I would take out or reword "All our soaps are handmade in small batches using the traditional cold process method which leaves in all the natural moisturising glycerine." Maybe it's different in the UK, but in the US I don't think we could use this statement. Makes it sound like you're saying the soap is moisturizing. You can nit pick the statement by saying "but I don't say the soap is moisturizing, I'm saying the glycerine is moisturizing" but you're also saying the glycerine is staying in the soap and therefore the soap is moisturizing. That said... You should double check your rules for your country and adjust accordingly. [I refrain from using "moisturizing" in regards to my soaps and use "gentle cleansing" instead]

The text on photos is hard to read (worse on my phone).

Overall, it's a nice simple webpage, easy to navigate on my desktop and phone.


----------



## Deadgroovy (May 10, 2019)

Thank for your comments, amd. I'll look into that


----------



## Daisy (May 10, 2019)

Deadgroovy said:


> Hi everyone
> Check out my website/store. UK based.

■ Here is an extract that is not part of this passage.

PR #5461, opened 2026-09-01
feat(sketch): let agents put images and assets on sketch layers

georgi:
## What changed

Asking an agent to make a sketch and set its layers to images or assets left the layers empty, because no tool could do it. `edit_sketch` only moved layer structure around — and its own description told the model so ("Pixels are never read or written") — while the `ui_sketch_*` surface could generate a new image but not place an existing one. An `image` argument a model reached for was dropped silently, so nothing said why the canvas stayed blank. Placement now exists on both surfaces, by reference rather than by inlining pixels: the layer stores an `asset://` locator or a URL and the canvas resolves and draws it on load, which is the shape a sketch seeded from an asset already carried, so the document stays small. `edit_sketch` gains `set_layer_image {target, image, x?, y?, width?, height?}` and takes the same `image` on `add_layer`, refusing an asset id that resolves to nothing or belongs to another user *before* the write — storing one produces exactly the empty layer this fixes. `ui_sketch_place_image` does the same against a live editor, loading the image first so an unreachable one fails instead of leaving a blank layer behind. The `ntlayer:` layer-data codec moves into `@nodetool-ai/protocol` and the editor's serializer delegates to it, so the two surfaces cannot drift on the format the fix depends on.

Also take a look at my Facebook page, link at the bottom.
> www.sophieandfin.co.uk


Congratulations and best wishes!!


----------



## Obsidian (May 10, 2019)

Looks good. I'm also finding the text on the photos difficult to read on mobil. When I zoom in, it gets pixelated.

The one thing I would change it the name on your raw and natural. Raw is just a odd word for soap. Makes me think of meat and crunchy veggies. 
Maybe pure & natural or something along those lines. Personally, I've always liked nearly nude for unscented soap.


----------



## shunt2011 (May 10, 2019)

@Obsidian - I call mine Naked.


----------



## amd (May 10, 2019)

@Obsidian I called mine Plain Jane. My unflavored lip balm is called Naked though! But good call on the product name, I'd be hesitant to buy "raw and natural" makes me think of the horror stories about olden days soap that would strip your hide off being too lye heavy. I'd be more drawn to "Simply Soap" or something like that.
https://www.wordhippo.com/what-is/another-word-for/raw.html


----------



## Jasoncd (May 10, 2019)

Imagery looks good but you should have the prices clearly displayed somewhere and perhaps a brief description as well


----------



## Deadgroovy (May 10, 2019)

Thanks guys, good constructive comments. Naked? Nude? What sort of joint is this? 
I do like Naked though.


----------



## Kathy Heiner (May 10, 2019)

Deadgroovy said:


> Hi everyone
> Check out my website/store. UK based. Also take a look at my Facebook page, link at the bottom.
> www.sophieandfin.co.uk


You might want to correct the spelling of moisturizer, unless maybe it's spelled with an s instead of a z in UK? Your page looks great!


----------



## LilyJo (May 10, 2019)

If you are selling online you need to provide an address (which should also be on your soaps, it may be I couldnt see it).


----------



## Relle (May 11, 2019)

Kathy Heiner said:


> You might want to correct the spelling of moisturizer, unless maybe it's spelled with an s instead of a z in UK? Your page looks great!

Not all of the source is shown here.